Can Stability be Detrimental? Better Generalization through Gradient Descent Instabilities
Lawrence Wang, Stephen J. Roberts
TL;DR
This work investigates why gradient descent can generalize well even when learning rates exceed the classical stability threshold. By combining a diagonal linear network toy model with extensive full-batch experiments, it shows that instabilities cause rotations of the top Hessian eigenvectors, driving exploration toward flatter regions and producing progressive flattening of the loss landscape. The authors introduce the Rotational Polarity of Eigenvectors concept, demonstrate a phase-transition in generalization benefits tied to large learning rates, and provide empirical evidence of a Goldilocks zone where large, yet not excessive, learning rates yield best generalization.

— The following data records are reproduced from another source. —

PR #2052, opened 2024-03-15
Forever in payments

StylianosGakis:
This is exactly what `feature/forever-in-payments` had as well, but with some things on top.


app/feature/feature-payments/src/main/kotlin/com/hedvig/android/feature/payments/discounts/DiscountsDestination.kt
```diff
@@ -146,31 +151,168 @@ internal fun DiscountsScreen(
...
+            .clip(MaterialTheme.shapes.squircleLarge)
+            .clickable { showForeverInfoBottomSheet = true }
+            .minimumInteractiveComponentSize(),
+        )
+      },
+    )
+    Spacer(modifier = Modifier.height(16.dp))
+    HorizontalItemsWithMaximumSpaceTaken(
+      startSlot = {
+        HedvigCard(
```
panasetskaya, line 211: Maybe also add copying the code on click here?

app/feature/feature-payments/src/main/kotlin/com/hedvig/android/feature/payments/data/Discount.kt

The findings challenge the primacy of sharpness as a sole generalization predictor and offer practical guidance for leveraging implicit regularization via gradient-descent instabilities.
Abstract
Traditional analyses of gradient descent optimization show that, when the largest eigenvalue of the loss Hessian - often referred to as the sharpness - is below a critical learning-rate threshold, then training is 'stable' and training loss decreases monotonically. Recent studies, however, have suggested that the majority of modern deep neural networks achieve good performance despite operating outside this stable regime. In this work, we demonstrate that such instabilities, induced by large learning rates, move model parameters toward flatter regions of the loss landscape. Our crucial insight lies in noting that, during these instabilities, the orientation of the Hessian eigenvectors rotate. This, we conjecture, allows the model to explore regions of the loss landscape that display more desirable geometrical properties for generalization, such as flatness. These rotations are a consequence of network depth, and we prove that for any network with depth > 1, unstable growth in parameters cause rotations in the principal components of the Hessian, which promote exploration of the parameter space away from unstable directions. Our empirical studies reveal an implicit regularization effect in gradient descent with large learning rates operating beyond the stability threshold. We find these lead to excellent generalization performance on modern benchmark datasets.